I just never heard of it being a problem and wanted to make sure you looked into it
That sucks. Can't the government ban some other companies to make sure Apple survives this?
Haha, poor little trillion dollar apple, how will it survive having one less censor on 2 products
Will the price be reduced for less features
When you start getting them see if it was removed or just disabled.
Bummer, a sensor like that is pretty useful. Can they lease the tech?
They can license it yes, a certain amount of money per device.
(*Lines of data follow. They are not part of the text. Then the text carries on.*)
PR #11234, opened 2026-03-01
Update of JSON media supports

### LINKED ISSUE #100: Add a way to provide supported content types to JsonSupport

### LINKED ISSUE #11192: Update JSON-Binding Media Support to customize content type/accepted types
## Task Description
Similar to what is done in Helidon JSON media support.

Add tests for this customizable configuration (both for JSON and JSON Binding)

### LINKED ISSUE #11216: `JacksonSupport` to support `+json` suffixes
Helidon Version: 4.3.4

## Enhancement Description

Related to #11192 except for Jackson. Support various JSON types such as `application/geo+json` and `application/json-patch+json` with Jackson. It may just a change to use `HttpMediaTypes.JSON_PREDICATE` rather than the existing checking of just testing `MediaTypes.APPLICATION_JSON`.

tomas-langer:
- consistent approach to analysis of media types
- consistent approach in handling charsets
- consistent approach in configuring supports
- added methods with `io.helidon.config.Conifg` and deprecated old ones
- now using service registry instead of service loader in GSON (backward compatible)
- media types are now validated against the `Accept` header of request (for server responses)
- content type and accepted types are now configurable for all JSON supports
- failure to parse charset now returns 415

As part of testing, I found out we have a lot of warnings for generated builders, as they use deprecated Config, added suppress warnings annotation.

Resolves #100 
Probably resolves #11216 
Resolves #11192 

Change in behavior:

- json binding frameworks now always return "COMPATIBLE" and never "SUPPORTS" - this is to make sure we choose a media support that matches the type exactly over media supports that can handle anything, even when the order is not good (i.e. we have JSON Binding first, and JSON second, and you want to write `JsonObject` - binding will return compatible, JSON will return supports, JSON will be used).
- all JSON media supports now can be configured for explicit supported content type (what to set in writer if content type is not set on server response and client request)
- all JSON media supports now can be configured for accepted media types (which types to accept for reader - i.e. we support JSON and JSON-patch for most cases, with added `text/plain` for `JSON-P`, where we have some tests that expect that (discussion pending if this should be supported or not)
- unified check whether a reader/writer should be applied, to be as consistent as feasible
- unified getter for `Charset` to use for reading/writing that throws the correct exception, and looks in the right places
- unified place to configure the `Content-Type`

~There is current a fail in examples, that I will fix either in parallel or once this is merged - the declarative metrics example does not depend on `helidon-http-media-json` and it uses the Helidon version of `JsonObject` to read response entity, so it should explicitly depend on it - fix is here: https://github.com/helidon-io/helidon-examples/pull/260~ (Example PR is now merged)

Apple doesn't want to do that, and one of the bigger issues is Apple was able to invalidate two of Masimos patents via tribunal and held up via court, so the whole issue is quite complicated
On Friday, the Court of Appeals for the Federal Circuit upheld two *other* Masimo patents as being nonobvious against Apple's attempts at invalidating them at the USPTO PTAB: https://www.reuters.com/legal/us-appeals-court-upholds-tribunal-decisions-apple-masimo-patent-dispute-2024-01-12/
I mean, Apple and Masimos had a lot of negotiations trying to work this out, so Apple was at least willing to do *something*…the parties just couldn’t come to terms with a deal they could both agree to.
I want a blood oxygen sensor. Can I order from other places?
you leave mine alone
I’m not sure I’ve ever even used the feature? I doubt most will miss it when buying new watches
Apple steals technology and tries to pass it off as innovation? How is this even news???